Use event and delegate in subclass

Events may only be invoked from the class that declares them.

From outside of the definition of a class (even in a derived class) you can only register and unregister from an event. Inside of the class, the compiler only allows you to raise the event. This is a by-design behavior of C# (which actually changes slightly in C#4 - Chris Burrows describes the changes on his blog).

What you want to do here is provide a RaiseLogEvent() method in the base class, which would allow the derived class to invoke this event.

public abstract class Base
{ 
  public delegate void logEvent(String message, int level); 

  public event logEvent log; 

  protected void RaiseLogEvent( string msg, int level )
  {
      // note the idomatic use of the copy/test/invoke pattern...
      logEvent evt = log;
      if( evt != null )
      {
          evt( msg, level );
      }
  }
} 

As an aside, you should consider using the EventHandler<> delegate type, rather than creating your own event types when possible.

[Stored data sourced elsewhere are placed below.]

PR #532, opened 2022-03-29
wasmparser: Tweak how features work in the validator

alexcrichton:
This commit removes the `Validator::wasm_features` setter method and
instead replaces it with a getter, allowing access to the activated
features of a `Validator`. At the same time a new constructor,
`Validator::new_with_features` is added. Upon reflection being able to
configure features after construction seems like it can run the risk of
being confusing where one section is validated with one set of features
and another section could be validated with a different set of features.
This API, however, forces the contract that a module is always validated
with the same set of features.


fitzgen (approved):
Nice little API clean up

PR #542, opened 2022-04-01
wasm-mutate: remove empty sections

nagisa:
I have found that `wasm-shrink` would reduce the reproducer case to 1 or
two relevant sections and leave a bunch of other empty sections laying
around. This change introduces a mutation to `wasm-mutate` which is able
to clean-up these sections. Since the removed sections are empty,
removing them should have no impact on the validity of the module.


crates/wasm-mutate/src/mutators/remove_section.rs
```diff
@@ -0,0 +1,151 @@
...
+    }
+
+    fn mutate<'a>(
+        self,
+        config: &'a mut WasmMutate,
+    ) -> Result<Box<dyn Iterator<Item = Result<Module>> + 'a>>
+    where
+        Self: Copy,
+    {
+        let custom_sections = config
```
alexcrichton, line 82: I think with this change this may be better named something like `removal_candidates` perhaps?

alexcrichton (commented):
Looks good to me, thanks!

PR #806, opened 2022-11-02
Add Types{,Ref}::{imports,exports} getters

coolreader18:
I'm not sure if there was a reason this wasn't a thing, but afaict `validator::core::exports::Module::exports/imports` is never accessed to get() at one of their entries, only ever to insert stuff into them. This seems like a missing piece of the API, sorta.

### DIFF
--- a/Cargo.toml
+++ b/Cargo.toml
@@ -29,6 +29,7 @@ arbitrary = "1.1.0"
 clap = { version = "4.0.0", features = ["derive"] }
 criterion = "0.3.3"
 env_logger = "0.9"
+hashbrown = { version = "0.12.3", default-features = false }
 indexmap = "1.9.1"
 leb128 = "0.2.4"
 libfuzzer-sys = "0.4.0"
--- a/crates/wasmparser/Cargo.toml
+++ b/crates/wasmparser/Cargo.toml
@@ -14,6 +14,7 @@ exclude = ["benches/*.wasm"]
 
 [dependencies]
 indexmap = { workspace = true }
+hashbrown = { workspace = true }
 
 [dev-dependencies]
 anyhow = { workspace = true }
--- a/crates/wasmparser/src/validator.rs
+++ b/crates/wasmparser/src/validator.rs
@@ -48,6 +48,7 @@ fn test_validate() {
 mod component;
 mod core;
 mod func;
+mod importmap;
 mod operators;
 pub mod types;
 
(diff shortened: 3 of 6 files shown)


alexcrichton:
Seems reasonable to me to add! Could the return values here though be an `impl Iterator` rather than the internal representation? The `imports` representation in particular is a bit wonky to work with.

coolreader18:
Oh, I was hoping to use it as an IndexMap; ModuleType/ComponentType also have `imports`/`exports` public as a IndexMap. Maybe if the `Vec<EntityType>` was wrapped in a `ImportType` struct or something?

coolreader18:
Or an `ImportsMap` that works similar to a multimap or something, since that seems to be what it's functioning as.

coolreader18:
Or actually it's not even really an IndexMap at all, is it? Internal representation should be more something like `{ indices: Vec<(String, String, usize)>, entries: HashMap<(String, String), Vec<EntityType>> }`, since the imports are actually referred to by their index in import index space. Oh maybe like [`OrderedMultiMap`](https://docs.rs/ordered-multimap/latest/ordered_multimap/list_ordered_multimap/struct.ListOrderedMultimap.html)?

coolreader18:
Ok I know that's like, a whole new datastructure I just added, but it's really just a simple wrapper around a hashtable (or, simple if you know how hashmaps work, at least)

alexcrichton (commented):
Thanks for this, but sorry to clarify I dont think that this necessarily needs a whole new data structure. I was instead thinking that an `-> impl Iterator<...>` could be returned which internally did something like a `.flat_map(..)` to get hte flat iterator.

coolreader18:
Yeah, the RawTable probably was a little bit overkill... but I was thinking that since the full IndexMaps were exposed for the other methods, it'd make sense to have at least something with `get()` available here (that was my use case at least, to use it as a map rather than a vec). Also, the `ImportMap` was to fix a (theoretical?) correctness issue where if you flatten `imports` as an IndexMap, the iterator would return import entries in a different order from what they were in the module which now looking at the code that does the typechecking is not actually an issue at all.... hm. How about keeping ImportMap, but just as like a wrapper around a `IndexMap<(String, String), Vec<EntityType>>`, with a `get(module: &str, name: &str) -> Option<EntityType>` and a disclaimer that its iterator is not in the same order as the imports in the module? Or just an `impl Iterator` if that's still preferred, I've realized I'm sorta making a big deal out of this for nothing lol.

alexcrichton:
I do think that iteration order here will be important and should match what was specified in the original module. I forgot that `IndexMap` was already exposed so exposing such a map for exports seems reasonable. For imports perhaps the `impl Iterator` could be exposed for iterating over everything and a specific method could be added for looking up a specific import?

coolreader18:
I don't remember what I needed this for, and if I run into it again, I guess I'd rework this.

PR #811, opened 2022-11-09
wasm-encoder: Change the I64xLeS instruction encoding

adambratschikaye:
Change the `u32` field of the `I64x2LeS` instruction from `0xDD` to `0xDA` (decimal 218) to match the [spec](https://webassembly.github.io/spec/core/binary/instructions.html#vector-instructions).

### DIFF
--- a/crates/wasm-encoder/src/core/code.rs
+++ b/crates/wasm-encoder/src/core/code.rs
@@ -2331,7 +2331,7 @@ impl Encode for Instruction<'_> {
             }
             Instruction::I64x2LeS => {
                 sink.push(0xFD);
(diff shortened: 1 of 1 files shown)


adambratschikaye:
This should fix https://github.com/bytecodealliance/wasm-tools/issues/812.

alexcrichton (approved):
Thanks for catching this!

adambratschikaye:
Thanks for taking a look. By the way, any idea when the next release would be?

alexcrichton:
I'm preparing that in https://github.com/bytecodealliance/wasm-tools/pull/815

PR #813, opened 2022-11-09
FIX: Nop operation instead of unreachable

### LINKED ISSUE #809: wasm-mutate if complement mutator
If the`if` construction has no alternative body, it is replaced by an `unreachable` instruction.
This does not necessarily preserve semantics. 
The solution can be to replace the unreachable instruction by a nop opration.

https://github.com/bytecodealliance/wasm-tools/blob/d86563392253cb88cc9f101a48f1afa965a4469b/crates/wasm-mutate/src/mutators/codemotion/if_complement.rs#L55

Because events can only be called from the declaring class. Just create a method in the base class to call it:

protected virtual RaiseLogEvent(string s, int i)
{
  log(s, i);
}

So you can use it in deriving classes, and even override it.

On another note, I would strongly advise you to follow the design guidelines for events, and create an own EventArgs class, and use the EventHandler<T> delegate.